Toe Deformities – Mallet, Hammer, Claw and Overlapping 5th Toe
A mallet toe is a flexion deformity of the distal inter phalangeal joint of a toe. The deformity can be fixed or mobile. In the first instance consideration should be given to conservative treatment with padding, taping and orthotics. In the mobile deformity if conservative measures have failed then a tenotomy of the FDL tendon can be performed. In a fixed or recurrent deformity then the treatment of choice is a fusion of the distal inter phalangeal joint using a K-wire.
A hammer toe is a flexion deformity of the proximal inter phalangeal joint of the toe. Again the deformity can be fixed or mobile. Conservative treatment again consists of padding, taping and orthotics. Should these fail then surgery may be indicated. In the mobile deformity a flexor to extensor transfer has been described. In situations where there is a recurrent or fixed deformity then a fusion of the proximal inter phalangeal joint is usually performed.

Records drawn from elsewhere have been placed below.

PR #1982, opened 2015-01-13
Register JFVM

simulkade:


IainNZ:
Seems to be replaced by #1983

PR #1983, opened 2015-01-13
Pull request/eb45eaac

simulkade:


IainNZ:
So with the name, "Julia Finite Volume Model"? Seems like this would fall under the multiple-approaches-to-the-problem category, so idiosyncratic names are fine.

simulkade:
Indeed. I thought FVM (finite volume method) or FEM (finite element method) are quite familiar to those who work with partial differential equations. I could have chosen juliaFVM or JuliaFiniteVolume as well.

IainNZ:
No I think you made a good choice, I don't like package names having Julia spelled-out in them because it makes them seem "official".

PR #1989, opened 2015-01-14
Update sha1

jheinen:


jheinen:
Next time, I will use `Pkg.tag()` and `Pkg.publish()`. Sorry for the inconvenience caused.

PR #1998, opened 2015-01-16
Tag GR v0.3.0

jheinen:
I'd also like to use "Plotting for Julia based on GR, a framework for visualisation applications" for the package description, but I still don't know how to change the metadata information in the Julia packages repo.


aviks:
@jheinen where would you like to see that description? If you are talking about pkg.julialang.org ,  you need to set the description for the Github repository.  It is currently set to "The GR module for Julia " in your repo.

PR #2000, opened 2015-01-17
Register DotPlusInheritance

DANA-Laboratory:
#1980 
changes:
- rename general looking *TypeInharitance* to *DotPlusInheritance*
- re define `(.+)`  so it evals the expression itself
- add another method to `dotplus()`
- review tests


DANA-Laboratory:
not ready for publish yet.

PR #3502, opened 2015-09-22
Tag Blocks v0.0.7

tanmaykm:


tkelman:
I didn't notice this when originally tagged, but increasing min julia version requirement to 0.4 without changing the minor package version will make it difficult to release any future bugfixes of the package for 0.3.

tanmaykm:
Yes, thanks. Will keep this in mind in the future.

PR #3503, opened 2015-09-22
Tag HDF5 v0.5.6 and update URL

yuyichao:


yuyichao:
@timholy Seems that I cannot push the tag to HDF5?

timholy:
Hmm, you _should_ be able to. You're a committer on JuliaLang. Does your private `.git/config` need updating for the new location?

timholy:
Oh, and thanks!!

PR #3505, opened 2015-09-22
Tag MeCab v0.1.4

chezou:
I fixed for v0.4.0-rc2
Cloud you merge it?


tkelman:
package needs a minimum julia version in `REQUIRE`

chezou:
@tkelman fixed on 04230f9 . Is it OK?

tkelman:
not quite, the dash refers to prereleases so for 0.3 it should just be `julia 0.3`

also be sure to update the file in the package too so the next tag gets it automatically

chezou:
I want to support both 0.3 and 0.4. If I'll write `julia 0.3` in require, is it also supports 0.4?

tkelman:
Yes. The first number is a lower bound. If you provide a second number, it's an (exclusive) upper bound. http://docs.julialang.org/en/latest/manual/packages/#man-package-requirements

chezou:
I understand and fix it 5053fff

tkelman:
Looks good. I'll submit a PR to add the same to https://github.com/chezou/MeCab.jl/blob/master/REQUIRE.

chezou:
Thanks! I recreate v0.1.4 tag on MeCab.jl and update commit hash e2d5783

chezou:
Thanks! :raised_hands:

PR #3507, opened 2015-09-22
webstack updates

malmaud:


tkelman:
Do you have a local copy of the requests 0.3.1 tag you can push to the package so it shows up at https://github.com/JuliaWeb/Requests.jl/releases?

PR #3513, opened 2015-09-23
Register WordNet: v0.0.1

jbn:
This is a working and well-tested first draft. It fulfills only the minimal immediate requirements for my project. I'll be expanding the operations as I go (e.g. common hypernyms). The next version -- baring bug fixes -- should be exhaustive over the set of operations.


tkelman:
Looks good. Which is it, Stanford's or Princeton's?

jbn:
Princeton v3.0. 

The feature set is not deep right now. Basically, it's the stuff of a fancy thesaurus. But, everything necessary for expansion is already there. I may make the `0.0.2` API more `NLTK`-like. But, I want to play with new ideas first.

PR #3518, opened 2015-09-23
Tag Conda v0.1.6

Luthaf:
We have to thank @dhoegh for the quick development of Conda.jl!


tkelman:
Thanks to both of you, this will make the user experience for ijulia and pycall so much smoother

PR #3531, opened 2015-09-24
Register LeastSquaresOptim

matthieugomez:
Following up https://github.com/JuliaOpt/Optim.jl/issues/137


mlubin:
The diff also includes a bump for FixedEffectModels

tkelman:
What is missing from Optim.jl that motivates this being a separate package?

matthieugomez:
@mlubin Thanks. updated.
@tkelman I too would like these tools to be available in Optim. The current solver does not work for high dimensional problems though. Did you have a look at [#137](https://github.com/JuliaOpt/Optim.jl/issues/137) ?

tbreloff:
The name does sound a little misleading.  Have you considered at least renaming to something which describes the method(s) a little better?  I would expect something named LeastSquares to do a very simple linear regression and not much more.  If someone wants these techniques but hasn't yet heard of your package, how will they know to check it out?

tkelman:
Sorry I read that issue after posting. I didn't realize until clicking through that it was a link to an Optim issue. The way the link shows up (at least on my phone) makes it look like a link to a METADATA issue. There is a LinearLeastSquares package but IIRC that was a modeling mini version of Convex.jl meant mostly for teaching.

Looks like the specializations for least squares problems don't fit into Optim just yet but as long as you're thinking about interoperability and trying to keep things fairly similar then sounds okay as its own package for now. I'm especially concerned whether you can leverage auto diff and other features of Optim going forward.

matthieugomez:
@tbreloff I would google "least squares optimization" or "least squares problem", so I do like "Least Squares". The name also mirrors the names of the two main types of the package : `LinearLeastSquares` and `NonLinearLeastSquares`.

My two other packages (FixedEffectModels and SparseFactorModels) now use this package as a backend, so hopefully making these methods as a standalone  package will help other people too. The whole point of the package is to have unsigned methods, so interoperability should not be too hard going forward. In any case I'd be happy to have this package merged in `JuliaOptim` at some point (or superseded by a better one).

tkelman:
Note that if you export a `LinearLeastSquares` type from your package, then using it will conflict with the existing LinearLeastSquares.jl package. It might make more sense to have non-exported types `LeastSquares.Linear` and `LeastSquares.Nonlinear`.

matthieugomez:
I've just checked the `LinearLeastSquares` and there is no type `LinearLeastSquares` surprisingly enough.

The type allows the nice syntax
`optimize!(LinearLeastSquares(x, b, A))`

tkelman:
No, a package can't export a type with the same name as its own module. Since you're potentially exporting a type with the same name as a different package, that other package becomes unusable in combination with yours.

One solution might be to deprecate the existing LinearLeastSquares package if it won't continue to be developed (cc @davidlizeng) since most of its functionality is a subset of what Convex.jl provides. Though with un-exported names your package could still do `optimize!(LeastSquares.Linear(x, b, A))`

matthieugomez:
I see. Is it common for Julia packages to rely on non exported methods to avoid name pollution? (In R, to be registered on CRAN, a package cannot call a non exported method of some other package).

tkelman:
We don't have a formal concept of "public but not exported" so it's currently informally defined by what methods you choose to document but not export. Some packages do use un-exported methods as their public API when they would otherwise be using names and type signatures that would conflict or be ambiguous with base, such as `JSON.parse`.

matthieugomez:
I'm pinging @andreasnoack in case he has any comment about the package.

davidlizeng:
We're still using LinearLeastSquares to teach http://web.stanford.edu/class/ee103/ currently. But I agree, it might be better to deprecate it as an official package after this run of the course, and just make it unofficial.

andreasnoack:
@matthieugomez First of all, thanks for the good descriptions of your packages. It makes it easy get an overview.

My feeling is that it would be good to make the content of your package available through Julia packages but that it's not necessary with another package related to least squares. More specifically, I think your LSMR implementation belongs naturally in `IterativeSolvers.jl`. I know that you have a pr there that hasn't received much response, but I'll promise to review a LSMR pr from you. (For now, try running your `lsmr!` code with `@code_warntype`. I think some of the variables are initiated as integers and then redefined as floats afterwards).

You implementations of nonlinear least squares routines belongs in a package for nonlinear least squares. It could be LsqFit.jl, but right now there is not much there and I also think the name is bit misleading. I'd prefer something that stressed the nonlinear aspect more clearly.

In the longer term, I think it would be intersting to think of a general framework for swiching between (direct/iterative) linear solvers in a non-linear solver like the Levenberg-Marquardt. This is probably a bit harder to design correctly, but it would be cool to explore.

matthieugomez:
Bump. The package is now restricted to non least squares optimization (the least squares part was transformed in a pull request in `IterativeSolvers`). The new name is `LeastSquaresOptim`.

mlubin:
I like it. Could you explain the overlap with https://github.com/JuliaOpt/LsqFit.jl in the readme?

tkelman:
Looks like we're good to go here.

matthieugomez:
Thanks!

PR #3538, opened 2015-09-27
Tag StochasticSearch v0.1.2

phrb:


tkelman:
Raising the minimum julia version requirement from 0.3 to 0.4 would usually qualify as a breaking change, so would justify increasing the minor version number (or major if post-1.0). If there's ever a bug that needs to be fixed for julia 0.3, would have to adjust the julia requirement on the existing 0.1.0 tag to be 0.4-only then tag a new 0.0.6 version of StochasticSearch.

phrb:
Should I close this, re-tag, and make the pull request again?

tkelman:
That could also work, you could tag this as 0.2.0 instead.

phrb:
Ok. Will do, thank you!

PR #3542, opened 2015-09-27
Tag Jewel v1.0.7

one-more-minute:


tkelman:
This won't be installable until 0.4 final. Please start using and paying attention to Travis on this stuff.

And increasing Julia version requirement means you should raise at least minor version number of the package, otherwise putting out future bugfix releases for 0.3 will be much more complicated.

PR #3544, opened 2015-09-27
Register FileIO and image format packages

timholy:
FileIO has been under development for a while as a general-purpose package for handling magic bytes and file formats. The original proposal was discussed in https://github.com/JuliaLang/julia/issues/7299, but a package clearly satisfies this need.

Package authors only need to register the file extension and magic bytes with FileIO, and then `load` and `save` will "automagically" do the right thing.


timholy:
FileIO README is here: https://github.com/JuliaIO/FileIO.jl

timholy:
CC @SimonDanisch, who did a lot of the work to make this happen.

SimonDanisch:
:100:

tkelman:
ImageMagick and NRRD need min julia requirements

tkelman:
is osxnativeio only for images or are there other formats it can read?

timholy:
> is osxnativeio only for images or are there other formats it can read?

only images

tkelman:
if it'll stay that way, might not be the best name - does apple have a name for the framework or whatever library gets used?

Keno:
`QuartzIO`?

timholy:
We should put Image in there somewhere, how about `QuartzImageIO`?

SimonDanisch:
Haha, Apple seems to call the module `ImageIO`. So we could call it `OSXImageIO`.
Or we just leave it as it is and add all the other formats apple can read over time?!

Keno:
I think `QuartzImageIO` is good. That way when Apple inevitably gets rid of it and creates a new API, we can make it a new package.

timholy:
OK, this has been redone with the following changes:
- OSXNativeIO has become QuartzImageIO
- All packages have julia 0.3 minimum version numbers
- shas updated for a considerable number of new commits

This also adds one more new package, [Netpbm.jl](https://github.com/JuliaIO/Netpbm.jl) for (you guessed it) reading & writing the Netpbm formats (without ImageMagick). I won't merge this instantly, in order to give folks the chance to bikeshed that name. (The name seems pretty obvious, I guess the one alternative I could imagine would be NetpbmImages.jl.)

tkelman:
Netpbm sounds reasonable to me.

dpsanders:
Maybe I missed this discussion, but is there a reason for each format to be a separate 
package, rather than including then all in a single ImageFormats.jl package? This would seem to me to be a good option.

timholy:
I've wondered about that myself, but I doubt it would scale very well once julia can support the huge zoo of image formats (e.g., https://www.openmicroscopy.org/site/support/bio-formats5.1/supported-formats.html). Many formats are complex enough to require O(1k) lines of code.

tkelman:
If there's code reuse between similar families of formats then it would make sense to do them together, but especially for the cases where reading or writing relies on external libraries I think smaller packages make more sense to decouple things better.

timholy:
I should also say, we already do that: ImageMagick.jl supports 24 formats, Netpbm 3, QuartzImageIO 6. In many cases these are alternative ways of supporting the same format, which has been discovered to be a useful things since binary dependencies have proven to be such a thorn in the side. In such cases, it's obvious they should be separate packages.

rsrock:
I hate to bring this up, but I'm not sure `QuartzImageIO` is the best name. Quartz refers to the drawing layer, if I understand correctly (its analogous to Cairo). That will cause a problem if we want to have an actual Quartz drawing library, which I'd be interested in at some point.

The actual Apple framework used in what is now `QuartzImageIO` is `CoreGraphics`. Apple's naming here is a bit of a mess. See the discussion here: http://stackoverflow.com/questions/1877987/whats-the-difference-between-quartz-core-core-graphics-and-quartz-2d

Clearly we should ditch `OSXnative`. Other options:

OSXImageIO -- Simon had suggested this above
MacImageIO

I'm somewhat ambivalent about these two.  The all-caps "OSXI" start is a pain to read, but on the other hand, it's consistent with the rest of Julia's OS names.

In any event, it might be best to settle this quickly before anyone discovers these packages :smile:

tkelman:
Probably not worth the hassle of renaming these now that they're registered.

I may not have looked that closely at first, but is the imagine format something that only exists within your lab?

timholy:
> I may not have looked that closely at first, but is the imagine format something that only exists within your lab?

We've posted it on our website, but our website is down ATM. Gotta fix that.

SimonDanisch:
So why not just go for `OSXImageIO` ?
I think it looks better and it's consistent with the julia os names.

kmsquire:
I think a suggestion was made that when (!) Apple inevitably creates their
next API and deprecates this one, it will be easier to start with a new
package.

SimonDanisch:
Yeah but if the name doesn't represent the current name of the lib, it's still not a very good idea.
Deprecations can also be handled in one package without too much hassle!
Well, I don't care too much. I just want to tag this, really :D

rsrock:
Eh, it's probably best to leave it alone.  I guess drawing libs can be `QuartzDraw.jl` or something.

Also, one upside is that autocomplete finds "Quartz..." with only a few chars.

Claw toe is a flexion deformity of the proximal inter phalangeal joint and the distal inter phalangeal joint of a toe together with hyper extension of the metatarso-phalangeal joint. If bilateral and severe in nature it is important to consider an underlying predisposing cause such as a neurological abnormality. Treatment again is conservative first with accommodative shoe wear, padding, taping and orthotics. If symptoms persist then a number of surgical options have been described. If the deformity is mobile again a flexor to extensor transfer has been described combined with a release of the metatarso-phalangeal joint and a lengthening of the extensor tendon. In a fixed deformity patients will often require a fusion of the proximal inter phalangeal joint. In severe deformities this may need to be combined with a shortening osteotomy of the metatarsal.
The overlapping 5th toe deformity is a common congenital abnormality. Although the condition can often be managed with accommodative shoe wear the toe may still become painful due to pressure effects. In these instances a soft tissue release of the metatarso-phalangeal joint together with a transfer of the extensor digitoroum longus tendon in severe cases can provide good correction of the deformity.